**Problem description**
Your answer should be every line of the records that contains the word "marked".

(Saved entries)
※

PR #1444, opened 2024-06-05
Don't show TX error messages for empty error blocks

csillag:
Some transactions have an `error` block like this:

```
"error": {
  "code": 0,
  "module": ""
}
```

An example found by @matevz is available [here](https://explorer.oasis.io/mainnet/sapphire/tx/7224d59e6b74d9b2caf55ab40dfe0757cef4f71c66d3a7aba3de1d267d2ea409).

In these cases, no error message should be shown.

### DIFF
--- a/src/app/hooks/useTxErrorMessage.ts
+++ b/src/app/hooks/useTxErrorMessage.ts
@@ -3,7 +3,11 @@ import { TxError } from '../../oasis-nexus/api'
 
 export const useTxErrorMessage = (error: TxError | undefined): string | undefined => {
   const { t } = useTranslation()
-  if (!error || (!error.module && !error.code)) return undefined
+  if (
+    !error ||
+    (!error.module && !error.code) // TODO: This second check shouldn't be necessary. Remove when https://github.com/oasisprotocol/nexus/issues/704 is fixed.
+  )
+    return undefined
   if (error.module === 'evm' && error.code === 8 && !error.message) {
     // EVM reverted, with missing error message
     return `${t('errors.revertedWithoutMessage')} (${t('errors.code')} ${error.code})`
--- a/src/app/hooks/useTxErrorMessage.ts
+++ b/src/app/hooks/useTxErrorMessage.ts
@@ -3,7 +3,7 @@ import { TxError } from '../../oasis-nexus/api'
 
 export const useTxErrorMessage = (error: TxError | undefined): string | undefined => {
   const { t } = useTranslation()
-  if (!error) return undefined
+  if (!error || (!error.module && !error.code)) return undefined
   if (error.module === 'evm' && error.code === 8 && !error.message) {
     // EVM reverted, with missing error message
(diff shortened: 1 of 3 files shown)


csillag:
This is marked as draft until someone can verify that my interpretation of the situation is correct.

csillag:
> This is marked as draft until someone can verify that my interpretation of the situation is correct.

Yes: @kostko says that

> Yes code 0 is always success.

So, we don't have to show an error message here.

src/app/hooks/useTxErrorMessage.ts
```diff
@@ -3,7 +3,7 @@ import { TxError } from '../../oasis-nexus/api'
 
 export const useTxErrorMessage = (error: TxError | undefined): string | undefined => {
   const { t } = useTranslation()
-  if (!error) return undefined
+  if (!error || (!error.module && !error.code)) return undefined
```
lubej, line 6: Why check for a module? I think simplification should suffice:

```suggestion
  if (!error?.code) return undefined
```

csillag: > Why check for a module? 

Because I don't know if we can assume that all possible modules (i.e. sources of errors) are sane enough to use the 0 error code for success.

There might be some deranged modules that break the convention. 

When hiding error messages, I want to be as narrow an specific as possible. We know that no module and error code 0 is not a problem, so we can hide this, but nothing else. 

If we see more useless error messages later, we can also hide them later...

lukaw3d:
Frontend should not be fixing this

lubej:
> Frontend should not be fixing this

How about we create an issue upstream? 
And merge this quick fix for now. As it takes "ages" to propagate the change on the BE side to mainnet.

lubej (approved):

csillag:
> How about we create an issue upstream?

The discussion with the Nexus guys have been going on for 3 days now.

> And merge this quick fix for now. 

I agree, but waiting for @lukaw3d's decision.

> As it takes "ages" to propagate the change on the BE side to mainnet.

Exactly.

src/app/hooks/useTxErrorMessage.ts
lubej: Maybe add a TODO, if this ever gets resolved upstream.

lukaw3d:
:shrug: seems very rare, and frontend can't correctly fix the transaction anyway: method missing, and status missing

csillag:
Not much progress with [the Nexus issue](https://github.com/oasisprotocol/nexus/issues/704) for the last 3 weeks. I still thing we ought to merge the frontend workaround, at least in order to remove the spurious error message...

src/app/hooks/useTxErrorMessage.ts
csillag: > Maybe add a TODO, if this ever gets resolved upstream.

Added TODO note, referencing the upstream/backend issue.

※

**Your response**
This is marked as draft until someone can verify that my interpretation of the situation is correct.
> This is marked as draft until someone can verify that my interpretation of the situation is correct.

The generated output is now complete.